Johan Ernst Welhaven Sars (11 October 1835 – 27 January 1917) was a Norwegian historian, publicist and editor. His main work was Udsigt over den norske Historie, four volumes issued from 1873 to 1891. He co-edited the magazines Nyt norsk Tidskrift (with Jens Lieblein) from 1877 to 1878, and Nyt Tidsskrift (with Olaf Skavlan) from 1882 to 1887. He was politically active for the Liberal Party of Norway, and among the party's most central theoreticians.

Sars was born in Kinn, Nordre Bergenhus Amt, as the son of priest and biologist Michael Sars (1805–1869) and Maren Cathrine Welhaven (1811–1898), and grew up in Manger in Søndre Bergenhus Amt. He was a brother of singer Eva Sars and zoologist Georg Ossian Sars, and a brother-in-law of explorer and scientist Fridtjof Nansen and musician Thorvald Lammers.

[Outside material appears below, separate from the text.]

PR #36727, opened 2025-05-07
omnibus: openssl: disable zlib on windows

chouquette:
### What does this PR do?

Disable OpenSSL's zlib support on Windows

Poet Johan Sebastian Welhaven and Elisabeth Welhaven were his uncle and aunt, and he was a cousin of architect Hjalmar Welhaven. He was not married, and lived along with his brother at their mother's place until she died in 1898. He died in Aker in 1917.

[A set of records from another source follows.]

PR #39289, opened 2025-07-28
Also make `curl` retry in macOS install script (ABLD-18 follow-up)

rdesgroppes:
### What does this PR do?
This aims at making the script slightly more resistant to transient network errors, similarly to what's been done otherwise, for instance:
- https://github.com/DataDog/datadog-agent/blob/877f00e9765b2e6bd9f95a6238cd3438cf684799/cmd/agent/install_script.sh#L493
- https://github.com/DataDog/datadog-agent/blob/877f00e9765b2e6bd9f95a6238cd3438cf684799/pkg/fleet/installer/setup/install.sh#L60

The proposed number of retries is here of `2`, which means at most `3` attempts will be made. (instead of `1`)

Also, the shebang specification was missing; here-added `#!/usr/bin/env bash` is consistent with [instructions](https://app.datadoghq.eu/fleet/install-agent/latest?platform=macos):
```sh
[...] bash -c "$(curl -L https://install.datadoghq.com/scripts/install_mac_os.sh)"
```
### Motivation
- [Everything Curl](https://everything.curl.dev/usingcurl/downloads/retry.html#retry)
- [What are the http codes to automatically retry the request?](https://stackoverflow.com/questions/51770071/what-are-the-http-codes-to-automatically-retry-the-request)

- [x]  Reviewers: could you please check your **original** macOS-provided `curl` (**not** a later `brew`-installed one) indeed supports the `--retry` flag? (yes according to the [manpage from 2012](https://www.unix.com/man_page/osx/1/curl/), but better safe than sorry...)

### Additional Notes
Transient error means either: a timeout, an HTTP 408, 429, 500, 502, 503 or 504 response code.

### DIFF
--- a/cmd/agent/install_mac_os.sh
+++ b/cmd/agent/install_mac_os.sh
@@ -1,3 +1,4 @@
+#!/usr/bin/env bash
 # Unless explicitly stated otherwise all files in this repository are licensed
 # under the Apache License Version 2.0.
 # This product includes software developed at Datadog (https://www.datadoghq.com/).
@@ -5,7 +6,7 @@
 
 # Datadog Agent install script for macOS.
 set -e
-install_script_version=1.5.0
+install_script_version=1.5.1
 dmg_file=/tmp/datadog-agent.dmg
 dmg_base_url="https://s3.amazonaws.com/dd-agent"
 etc_dir=/opt/datadog-agent/etc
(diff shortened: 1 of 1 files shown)


fanny-jiang (approved):

aiuto (approved):
The change you made looks good.

But WOW, the overall script could use some TLC. There are subtle things like `find_latest_patch_verstion_for` which grep's out file names from a blob of XML.
Without some comments or unit tets, I don't have faith it will pick the right version when it sees 
```
datadog-agent-7.16.0-beta.1-1.dmg
datadog-agent-7.16.0-1.dmg
```
It does not matter for this CL, but someone should work on robustness of this, and it does not seem like a job for the Build team. But that's another question.

rdesgroppes:
> But WOW, the overall script could use some TLC. There are subtle things like `find_latest_patch_verstion_for` which grep's out file names from a blob of XML. Without some comments or unit tets, I don't have faith it will pick the right version when it sees
> 
> ```
> datadog-agent-7.16.0-beta.1-1.dmg
> datadog-agent-7.16.0-1.dmg
> ```
> 
> It does not matter for this CL, but someone should work on robustness of this, and it does not seem like a job for the Build team. But that's another question.

I'm with you... I didn't feel at ease so I limited changes I brought there to the bare minimum by running snippet on Alpine's `bash`/POSIX tools without GNU extensions.
But, yes, this deliverable definitely needs to be taken care of.

cmd/agent/install_mac_os.sh
```diff
@@ -63,13 +64,14 @@ if [ -n "$DD_AGENT_MINOR_VERSION" ]; then
 fi
 
 arch=$(/usr/bin/uname -m)
+curl_retries=(--retry 2)
```
aiuto, line 67: Verified that native install curl on recent Macos (curl 8.7.1) supports retry flag

rdesgroppes:
I got the following confirmation: (in addition to the above)
> - `curl 7.12.3` was released in 2004, well before macOS 10.5 (Leopard, 2007).
> - Therefore, all macOS versions since Leopard include a `curl` binary that supports `--retry` and related flags.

Sars attended the Bergen Cathedral School from 1849. In 1853 he moved to Christiania as a student. He initiated studies in medicine, but after having written a prize-winning treatise on the Kalmar Union, he started to study history. He spent the summers 1858 and 1859 in Copenhagen, in order to copy Norwegian documents in Danish archives. He wrote a pioneering work on Norway during the union with Denmark (Norge under Foreningen med Danmark), published in four parts between 1858 and 1865. He was appointed at the National Archival Services of Norway (Norwegian: Riksarkivet) from 1860 to 1874. After having received a scholarship he lectured at the University from 1870, where he first introduced the subject positivism, and later lectured on Norwegian history. His main work was Udsigt over den norske Historie, a continuous treatment of Norwegian history from the Viking era to contemporary times, which was published in four volumes between 1873 and 1891. The first volume of the series established Sars among the leading intellectuals in Norway, and it earned him an extraordinary professorship, after a Parliamentary decision.